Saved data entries

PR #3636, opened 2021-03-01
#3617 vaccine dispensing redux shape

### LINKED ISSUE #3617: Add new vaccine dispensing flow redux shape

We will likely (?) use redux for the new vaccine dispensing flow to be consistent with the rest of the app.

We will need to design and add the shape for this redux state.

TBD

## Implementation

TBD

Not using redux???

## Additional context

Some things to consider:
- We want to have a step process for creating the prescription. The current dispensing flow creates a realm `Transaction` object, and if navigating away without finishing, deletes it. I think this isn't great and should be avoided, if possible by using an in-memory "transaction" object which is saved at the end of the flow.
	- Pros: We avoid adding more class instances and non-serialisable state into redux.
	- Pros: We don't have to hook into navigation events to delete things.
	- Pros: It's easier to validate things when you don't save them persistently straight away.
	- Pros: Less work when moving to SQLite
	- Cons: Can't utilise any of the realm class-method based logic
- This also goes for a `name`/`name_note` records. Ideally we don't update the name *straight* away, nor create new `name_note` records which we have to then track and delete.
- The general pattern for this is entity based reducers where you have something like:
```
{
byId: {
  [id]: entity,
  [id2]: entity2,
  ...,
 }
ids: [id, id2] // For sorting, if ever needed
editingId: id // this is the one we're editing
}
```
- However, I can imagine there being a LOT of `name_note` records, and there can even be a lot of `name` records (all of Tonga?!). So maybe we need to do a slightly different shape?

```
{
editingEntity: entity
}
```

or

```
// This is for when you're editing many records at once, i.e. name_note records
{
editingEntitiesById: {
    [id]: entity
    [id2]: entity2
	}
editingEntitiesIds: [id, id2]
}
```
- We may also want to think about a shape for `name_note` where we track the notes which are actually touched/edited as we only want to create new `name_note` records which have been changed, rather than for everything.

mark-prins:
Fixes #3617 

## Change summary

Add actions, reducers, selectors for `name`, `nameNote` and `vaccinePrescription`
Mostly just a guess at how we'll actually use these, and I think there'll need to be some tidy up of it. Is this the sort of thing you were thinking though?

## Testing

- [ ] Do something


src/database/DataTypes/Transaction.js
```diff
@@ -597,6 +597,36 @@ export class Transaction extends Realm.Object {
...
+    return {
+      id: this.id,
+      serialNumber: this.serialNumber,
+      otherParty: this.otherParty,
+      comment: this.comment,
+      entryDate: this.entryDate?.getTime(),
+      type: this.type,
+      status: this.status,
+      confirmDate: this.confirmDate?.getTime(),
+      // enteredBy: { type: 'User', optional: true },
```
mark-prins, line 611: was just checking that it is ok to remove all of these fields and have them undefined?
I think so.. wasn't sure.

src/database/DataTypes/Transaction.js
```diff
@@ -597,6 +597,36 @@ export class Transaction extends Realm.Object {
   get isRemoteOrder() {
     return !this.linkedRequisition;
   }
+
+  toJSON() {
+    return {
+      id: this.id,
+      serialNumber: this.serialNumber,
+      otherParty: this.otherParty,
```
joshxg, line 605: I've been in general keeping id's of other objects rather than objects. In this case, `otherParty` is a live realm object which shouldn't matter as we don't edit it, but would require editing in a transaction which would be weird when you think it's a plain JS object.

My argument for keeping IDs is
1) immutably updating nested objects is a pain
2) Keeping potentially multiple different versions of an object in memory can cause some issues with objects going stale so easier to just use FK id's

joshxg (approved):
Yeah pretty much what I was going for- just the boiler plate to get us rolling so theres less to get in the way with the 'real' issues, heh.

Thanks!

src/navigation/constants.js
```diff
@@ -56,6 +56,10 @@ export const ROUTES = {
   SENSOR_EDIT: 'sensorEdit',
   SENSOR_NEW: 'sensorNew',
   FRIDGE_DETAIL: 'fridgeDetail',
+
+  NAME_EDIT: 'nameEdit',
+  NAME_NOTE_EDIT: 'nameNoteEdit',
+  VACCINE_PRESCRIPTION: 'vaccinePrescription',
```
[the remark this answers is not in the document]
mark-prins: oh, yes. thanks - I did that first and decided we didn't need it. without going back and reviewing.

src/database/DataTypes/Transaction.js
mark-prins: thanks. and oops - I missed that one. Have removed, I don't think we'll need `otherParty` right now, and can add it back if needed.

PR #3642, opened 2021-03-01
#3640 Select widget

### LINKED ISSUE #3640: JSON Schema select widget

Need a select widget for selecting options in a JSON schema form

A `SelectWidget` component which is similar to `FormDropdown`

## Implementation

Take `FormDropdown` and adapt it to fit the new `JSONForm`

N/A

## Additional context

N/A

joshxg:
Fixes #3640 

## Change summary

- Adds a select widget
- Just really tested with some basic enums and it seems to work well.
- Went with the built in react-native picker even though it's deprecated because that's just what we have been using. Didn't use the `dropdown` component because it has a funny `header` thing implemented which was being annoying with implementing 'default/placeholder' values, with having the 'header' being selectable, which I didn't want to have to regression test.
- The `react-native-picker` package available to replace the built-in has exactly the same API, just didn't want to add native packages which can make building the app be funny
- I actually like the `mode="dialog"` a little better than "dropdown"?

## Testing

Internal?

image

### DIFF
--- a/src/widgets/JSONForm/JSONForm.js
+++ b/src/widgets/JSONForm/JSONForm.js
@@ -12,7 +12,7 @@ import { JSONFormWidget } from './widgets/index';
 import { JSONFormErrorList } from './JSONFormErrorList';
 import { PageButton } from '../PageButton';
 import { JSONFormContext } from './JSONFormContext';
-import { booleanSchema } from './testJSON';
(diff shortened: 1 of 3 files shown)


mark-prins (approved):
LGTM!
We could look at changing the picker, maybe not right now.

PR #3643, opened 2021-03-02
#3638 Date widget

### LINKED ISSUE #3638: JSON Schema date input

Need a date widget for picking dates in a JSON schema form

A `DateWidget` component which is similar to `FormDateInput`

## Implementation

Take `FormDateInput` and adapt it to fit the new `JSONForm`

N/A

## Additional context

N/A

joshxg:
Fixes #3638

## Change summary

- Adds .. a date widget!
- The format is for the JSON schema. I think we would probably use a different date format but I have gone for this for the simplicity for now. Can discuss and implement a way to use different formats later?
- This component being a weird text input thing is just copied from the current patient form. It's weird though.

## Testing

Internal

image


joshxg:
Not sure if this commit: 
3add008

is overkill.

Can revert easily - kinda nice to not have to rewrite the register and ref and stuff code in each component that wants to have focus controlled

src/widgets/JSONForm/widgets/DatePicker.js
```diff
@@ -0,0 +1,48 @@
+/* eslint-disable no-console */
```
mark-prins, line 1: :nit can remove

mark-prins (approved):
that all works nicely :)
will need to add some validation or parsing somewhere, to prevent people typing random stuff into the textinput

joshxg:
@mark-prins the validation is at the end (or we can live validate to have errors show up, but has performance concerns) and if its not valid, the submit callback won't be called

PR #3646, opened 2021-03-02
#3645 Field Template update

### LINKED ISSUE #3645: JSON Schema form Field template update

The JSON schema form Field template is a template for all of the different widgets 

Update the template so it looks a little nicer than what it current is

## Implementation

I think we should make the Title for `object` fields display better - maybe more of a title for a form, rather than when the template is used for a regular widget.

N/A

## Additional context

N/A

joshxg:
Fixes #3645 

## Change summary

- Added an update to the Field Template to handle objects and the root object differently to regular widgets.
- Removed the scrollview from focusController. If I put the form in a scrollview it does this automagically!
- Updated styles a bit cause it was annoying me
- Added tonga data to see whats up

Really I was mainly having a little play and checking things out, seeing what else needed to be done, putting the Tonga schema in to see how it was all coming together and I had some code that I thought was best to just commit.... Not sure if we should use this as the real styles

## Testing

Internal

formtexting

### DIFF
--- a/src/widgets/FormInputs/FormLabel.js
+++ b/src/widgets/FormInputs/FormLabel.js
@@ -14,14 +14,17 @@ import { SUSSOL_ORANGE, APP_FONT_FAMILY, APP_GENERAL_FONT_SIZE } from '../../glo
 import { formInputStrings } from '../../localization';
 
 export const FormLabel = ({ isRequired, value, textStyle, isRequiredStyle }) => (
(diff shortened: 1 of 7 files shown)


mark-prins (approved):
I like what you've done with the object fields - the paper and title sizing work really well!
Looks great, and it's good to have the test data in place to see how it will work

...

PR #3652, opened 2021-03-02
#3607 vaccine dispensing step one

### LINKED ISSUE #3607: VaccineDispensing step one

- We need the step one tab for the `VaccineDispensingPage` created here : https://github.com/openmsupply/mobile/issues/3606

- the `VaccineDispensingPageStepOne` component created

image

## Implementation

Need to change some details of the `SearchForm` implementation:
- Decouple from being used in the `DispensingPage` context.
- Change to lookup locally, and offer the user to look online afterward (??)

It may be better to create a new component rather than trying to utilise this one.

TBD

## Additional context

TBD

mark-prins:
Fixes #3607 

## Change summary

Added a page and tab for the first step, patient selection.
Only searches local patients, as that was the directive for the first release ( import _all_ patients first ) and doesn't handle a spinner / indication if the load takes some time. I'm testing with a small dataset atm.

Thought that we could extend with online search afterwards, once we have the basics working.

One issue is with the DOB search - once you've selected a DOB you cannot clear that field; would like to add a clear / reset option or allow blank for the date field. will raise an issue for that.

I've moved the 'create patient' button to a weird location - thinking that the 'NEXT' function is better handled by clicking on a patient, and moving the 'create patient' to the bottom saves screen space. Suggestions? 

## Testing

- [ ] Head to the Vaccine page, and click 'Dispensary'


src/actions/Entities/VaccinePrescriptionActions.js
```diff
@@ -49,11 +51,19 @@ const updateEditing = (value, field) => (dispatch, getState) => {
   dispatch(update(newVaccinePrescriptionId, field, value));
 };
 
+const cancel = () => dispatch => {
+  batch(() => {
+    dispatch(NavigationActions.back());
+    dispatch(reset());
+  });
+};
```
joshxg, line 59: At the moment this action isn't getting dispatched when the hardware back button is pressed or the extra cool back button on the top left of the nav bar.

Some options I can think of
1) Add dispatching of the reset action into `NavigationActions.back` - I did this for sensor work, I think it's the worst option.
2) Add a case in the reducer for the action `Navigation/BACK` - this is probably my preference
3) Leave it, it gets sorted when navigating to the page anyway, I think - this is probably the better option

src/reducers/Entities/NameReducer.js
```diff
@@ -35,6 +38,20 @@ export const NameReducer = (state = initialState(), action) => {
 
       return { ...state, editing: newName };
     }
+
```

Assignment: Your answer should consist of every line from the entries that holds "make".

Task response:
- The `react-native-picker` package available to replace the built-in has exactly the same API, just didn't want to add native packages which can make building the app be funny
I think we should make the Title for `object` fields display better - maybe more of a title for a form, rather than when the template is used for a regular widget.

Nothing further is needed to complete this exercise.